The communication between the immune and central nervous system (CNS) is affected in many neurological disorders. Peripheral injections of the endotoxin lipopolysaccharide (LPS) are widely used to study this communication: an LPS challenge leads to a biphasic syndrome that starts with acute sickness and is followed by persistent brain inflammation and chronic behavioral alterations such as depressive-like symptoms. In vitro, the response to LPS treatment has been shown to involve enhanced expression of system x c - . This cystine-glutamate antiporter, with xCT as specific subunit, represents the main glial provider of extracellular glutamate in mouse hippocampus. Here we injected male xCT knockout and wildtype mice with a single intraperitoneal dose of 5 mg/kg LPS. LPS-injection increased hippocampal xCT expression but did not alter the mainly astroglial localization of the xCT protein. Peripheral and central inflammation (as defined by cytokine levels and morphological activation of microglia) as well as LPS-induced sickness and depressive-like behavior were significantly attenuated in xCT-deficient mice compared with wildtype mice. Our study is the first to demonstrate the involvement of system x c - in peripheral and central inflammation in vivo and the potential therapeutic relevance of its inhibition in brain disorders characterized by peripheral and central inflammation, such as depression.

Comparative analysis of antibodies to xCT (Slc7a11): Forewarned is forearmed.

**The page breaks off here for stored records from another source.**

PR #1270, opened 2021-06-28
Fix release build for GCC 11

### LINKED ISSUE #1268: __lsan_ignore_object attribute fails with GCC 11
#1255 causes a build failure with GCC 11.1.0, since it's applying a GCC attribute to a function definition rather than a declaration:

```
In file included from src/kj/memory.h:24,
                 from src/kj/exception.h:24,
                 from src/kj/exception.c++:37:
src/kj/common.h:197:50: error: attributes are not allowed on a function-definition                             
  197 | #define KJ_ALWAYS_INLINE(...) inline __VA_ARGS__ __attribute__((always_inline))                        
      |                                                  ^~~~~~~~~~~~~
src/kj/exception.c++:93:8: note: in expansion of macro ‘KJ_ALWAYS_INLINE’
   93 | static KJ_ALWAYS_INLINE(void __lsan_ignore_object(const void* p)) {}
      |        ^~~~~~~~~~~~~~~~
```

Adding a separate declaration before the dummy definition of `__lsan_ignore_object` is one possible fix:

```
static KJ_ALWAYS_INLINE(void __lsan_ignore_object(const void* p));
static void __lsan_ignore_object(const void* p) {}
```

vlovich:
Fixes #1268

### DIFF
--- a/c++/src/kj/exception.c++
+++ b/c++/src/kj/exception.c++
@@ -90,7 +90,7 @@
 #if KJ_HAS_COMPILER_FEATURE(address_sanitizer) || defined(__SANITIZE_ADDRESS__)
 #include <sanitizer/lsan_interface.h>
 #else
-static KJ_ALWAYS_INLINE(void __lsan_ignore_object(const void* p)) {}
+static void __lsan_ignore_object(const void* p) {}
 #endif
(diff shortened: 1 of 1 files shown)


kentonv:
(This is actually a fix for release builds under GCC in general, not just GCC 11.)

PR #1273, opened 2021-07-05
Annotate all fallthroughs.

kentonv:
This allows the code to compile with -Wimplicit-fallthrough on both GCC and Clang. Note that Clang's version of the warning doesn't seem to accept comments the way GCC's does (or I couldn't figure out how to make a comment that it accepted), so I am using the explicit annotation everywhere instead. Technically this annotation wasn't recognized until C++17, but GCC seems to accept it with C++14. I'm hoping the others do to (we'll see what CI says), otherwise I'll need a KJ_FALLTHROUGH macro I guess.

### DIFF
--- a/c++/src/capnp/compiler/capnp.c++
+++ b/c++/src/capnp/compiler/capnp.c++
@@ -904,7 +904,7 @@ private:
               state = COMMENT;
               break;
             }
-            // fallthrough
+            KJ_FALLTHROUGH;
           case NORMAL:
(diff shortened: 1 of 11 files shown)


kentonv:
Dang. MSVC 2015 doesn't support the annotation by default. I guess I'll make a macro.

vlovich:
LGTM.

a-robinson (approved):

The cystine/glutamate antiporter or system Xc- exchanges cystine for glutamate, thereby supporting intracellular glutathione synthesis and nonvesicular glutamate release. The role of system Xc- in neurological disorders can be dual and remains a matter of debate. One important reason for the contradictory findings that have been reported to date is the use of nonspecific anti-xCT (the specific subunit of system Xc-) antibodies. Often studies rely on the predicted molecular weight of 55.5 kDa to identify xCT on Western blots. However, using brain extracts from xCT knockout (xCT(-/-)) mice as negative controls, we show that xCT migrates as a 35-kDa protein. Misinterpretation of immunoblots leads to incorrect assessment of antibody specificity and thereby to erroneous data interpretation. Here we have verified the specificity of most commonly used commercial and some in-house-developed anti-xCT antibodies by comparing their immunoreactivity in brain tissue of xCT(+/+) and xCT(-/-) mice by Western blotting and immunohistochemistry. The Western blot screening results demonstrate that antibody specificity not only differs between batches produced by immunizing different rabbits with the same antigen but also between bleedings of the same rabbit. Moreover, distinct immunohistochemical protocols have been tested for all the anti-xCT antibodies that were specific on Western blots in order to obtain a specific immunolabeling. Only one of our in-house-developed antibodies could reveal specific xCT labeling and exclusively on acetone-postfixed cryosections. Using this approach, we observed xCT protein expression throughout the mouse forebrain, including cortex, striatum, hippocampus, midbrain, thalamus, and amygdala, with greatest expression in regions facing the cerebrospinal fluid and meninges.